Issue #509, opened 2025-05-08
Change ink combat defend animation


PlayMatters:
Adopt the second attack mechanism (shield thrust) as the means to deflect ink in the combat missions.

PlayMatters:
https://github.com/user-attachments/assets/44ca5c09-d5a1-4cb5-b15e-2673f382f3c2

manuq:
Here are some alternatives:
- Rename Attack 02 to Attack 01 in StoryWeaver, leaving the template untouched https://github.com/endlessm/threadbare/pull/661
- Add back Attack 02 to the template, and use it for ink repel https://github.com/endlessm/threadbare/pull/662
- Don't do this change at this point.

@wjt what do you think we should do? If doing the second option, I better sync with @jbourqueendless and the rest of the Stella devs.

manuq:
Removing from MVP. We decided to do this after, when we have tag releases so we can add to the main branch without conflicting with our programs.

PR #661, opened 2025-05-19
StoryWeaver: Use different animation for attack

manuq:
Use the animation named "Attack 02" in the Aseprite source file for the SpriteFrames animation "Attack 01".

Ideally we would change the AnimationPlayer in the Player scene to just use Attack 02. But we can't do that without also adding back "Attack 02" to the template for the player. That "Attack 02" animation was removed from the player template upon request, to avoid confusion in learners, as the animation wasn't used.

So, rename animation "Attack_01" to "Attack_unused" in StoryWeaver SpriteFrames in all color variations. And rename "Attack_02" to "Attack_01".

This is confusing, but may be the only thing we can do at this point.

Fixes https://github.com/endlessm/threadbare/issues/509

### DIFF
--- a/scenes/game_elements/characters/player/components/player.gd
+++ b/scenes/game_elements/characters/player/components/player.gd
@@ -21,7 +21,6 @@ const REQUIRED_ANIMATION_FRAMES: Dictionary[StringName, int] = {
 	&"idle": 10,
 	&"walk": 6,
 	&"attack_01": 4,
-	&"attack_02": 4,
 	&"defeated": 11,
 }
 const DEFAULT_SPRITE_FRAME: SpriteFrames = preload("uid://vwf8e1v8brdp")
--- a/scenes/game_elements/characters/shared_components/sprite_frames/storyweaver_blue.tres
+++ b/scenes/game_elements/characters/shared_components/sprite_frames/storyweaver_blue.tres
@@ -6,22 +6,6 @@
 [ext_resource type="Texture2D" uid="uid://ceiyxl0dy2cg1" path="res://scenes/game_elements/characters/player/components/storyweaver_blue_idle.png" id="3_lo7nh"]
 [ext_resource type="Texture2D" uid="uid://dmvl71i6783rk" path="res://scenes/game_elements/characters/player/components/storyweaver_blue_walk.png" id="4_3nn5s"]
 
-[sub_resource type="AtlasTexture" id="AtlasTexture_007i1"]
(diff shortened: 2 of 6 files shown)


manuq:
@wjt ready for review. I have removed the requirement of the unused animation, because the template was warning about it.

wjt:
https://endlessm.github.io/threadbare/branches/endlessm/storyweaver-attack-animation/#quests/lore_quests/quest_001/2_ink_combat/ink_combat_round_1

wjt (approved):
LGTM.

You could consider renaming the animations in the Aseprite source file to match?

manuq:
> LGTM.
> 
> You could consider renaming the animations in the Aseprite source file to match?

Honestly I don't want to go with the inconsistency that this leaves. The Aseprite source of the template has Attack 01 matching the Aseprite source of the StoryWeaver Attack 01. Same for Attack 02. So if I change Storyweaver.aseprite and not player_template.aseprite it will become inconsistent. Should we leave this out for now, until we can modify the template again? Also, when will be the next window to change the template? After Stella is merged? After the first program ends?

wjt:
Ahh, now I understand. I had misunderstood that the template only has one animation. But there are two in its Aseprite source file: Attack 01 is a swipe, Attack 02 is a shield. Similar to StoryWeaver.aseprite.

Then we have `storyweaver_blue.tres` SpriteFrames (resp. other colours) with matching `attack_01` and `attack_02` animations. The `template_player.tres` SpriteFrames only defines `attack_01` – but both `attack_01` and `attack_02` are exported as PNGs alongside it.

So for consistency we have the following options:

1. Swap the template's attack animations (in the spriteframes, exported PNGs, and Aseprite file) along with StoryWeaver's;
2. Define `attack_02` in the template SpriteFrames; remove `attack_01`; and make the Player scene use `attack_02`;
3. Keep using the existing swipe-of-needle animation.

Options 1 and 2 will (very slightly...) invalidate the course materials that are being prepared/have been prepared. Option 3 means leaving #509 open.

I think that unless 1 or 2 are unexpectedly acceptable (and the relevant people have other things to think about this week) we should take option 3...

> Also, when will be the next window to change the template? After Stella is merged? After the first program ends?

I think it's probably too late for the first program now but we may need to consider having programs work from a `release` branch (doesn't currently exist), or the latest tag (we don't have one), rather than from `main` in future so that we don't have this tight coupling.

TASK DESCRIPTION |
Could you transcribe the entries above word for word, from the line with "3. Keep using" down to the line with "Options 1 and", keeping both?

ANSWER AREA |
3. Keep using the existing swipe-of-needle animation.

Options 1 and 2 will (very slightly...) invalidate the course materials that are being prepared/have been prepared. Option 3 means leaving #509 open.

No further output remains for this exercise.